**WHAT THE TASK ASKS**
Among the entries below, how many lines have the word "animated"? Answer only with the number.

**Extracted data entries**
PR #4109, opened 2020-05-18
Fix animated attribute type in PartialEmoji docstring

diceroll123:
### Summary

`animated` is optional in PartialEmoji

**SOLUTION FOR THIS EXERCISE**
2